I am running puppeteer on a server on kubernetes to generate images of html pages stored in the backend, exposed as a REST api. I am initializing a browser and reusing it for every request. The requests to this microservice come from another microservice where each image generation call is using await
running at regular intervals of time. This works fine for majority of the times, except, the amount of memory used by chromium keeps growing, and eventually the pod is restarted.
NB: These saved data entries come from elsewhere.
PR #1388, opened 2025-01-26
Avoid template injection in Github workflows

matthewrfennell:
GitHub workflow variables (`${{ ... }}`) use string replacement - simply replacing the variable with its value before the step gets executed.

Depending on where the input for these variables comes from, this makes it possible to pass malicious shell code that gets executed in the step.

It is safer to first pass the variables through an environment variable, and then from the environment variable to the script. This is because the shell will itself substitute the value, avoiding executing any code contained within it.

### DIFF
--- a/.github/workflows/create-stable-pr.yml
+++ b/.github/workflows/create-stable-pr.yml
@@ -71,17 +71,21 @@ jobs:
             const existingPR = pullRequests.find(pr => pr.labels.some(label => label.name === 'automated-pr'));
             console.log(`Existing PR: `, existingPR);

Here is the code of image generation
// checking if chrome is running or not
const isRunning = (query) => {
const platform = process.platform;
let cmd = '';
switch (platform) {
case 'win32': cmd = `tasklist`; break;
case 'darwin': cmd = `ps -ax | grep ${query}`; break;
case 'linux': cmd = `ps -A`; break;
default: break;
}
return execSync(cmd).toString('ascii').toLowerCase().indexOf(query.toLowerCase()) > -1;
};
// single browser instance for reuse and avoid new spawns
async function getBrowser() {
try {
browser = await puppeteer.launch({ headless: true, args: ['--no-sandbox', '--disabled-setupid-sandbox', '--single-process', '--no-zygote', '--disable-gpu', '--disable-dev-shm-usage'] });
console.log('Browser launched successfully');
return false;
} catch (error) {
console.log('retrying launching chrome');
return true;
}
}
// wait till a browser is successfully launched to avoid timeout
async function waitTillBrowser(){
while(await getBrowser());
}
// main code for image generation
.
.
.
if(!isRunning('chrome')){
console.log('browser was not obtained. retrying...');
await waitTillBrowser();
}
const page = await browser.newPage();
await page.setJavaScriptEnabled(false);
await page.setViewport({ width: CONFIG.IMAGE_PARAMS.VIEWPORT.WIDTH, height: CONFIG.IMAGE_PARAMS.VIEWPORT.HEIGHT });
await page.setContent(data.html);
image = await page.screenshot({type: CONFIG.IMAGE_PARAMS.ENCODING, quality:CONFIG.IMAGE_PARAMS.QUALITY});
await page.close();
.
.
.
I didn't consider having the requests pushed to a queue and then consuming it as the image generation api isn't exposed to the user, so the amount of requests can be controlled. Also I didn't consider other libraries(like playwright
) as they basically do the same thing, so I suspect I might run into the same problems there as well, similar case with puppeteer-cluster
.
I am considering running a script to check if the memory consumed by chrome is above a certain limit, at which point the process will be killed. This just works for my case but isn't the right way to do this, are there any other approaches to this?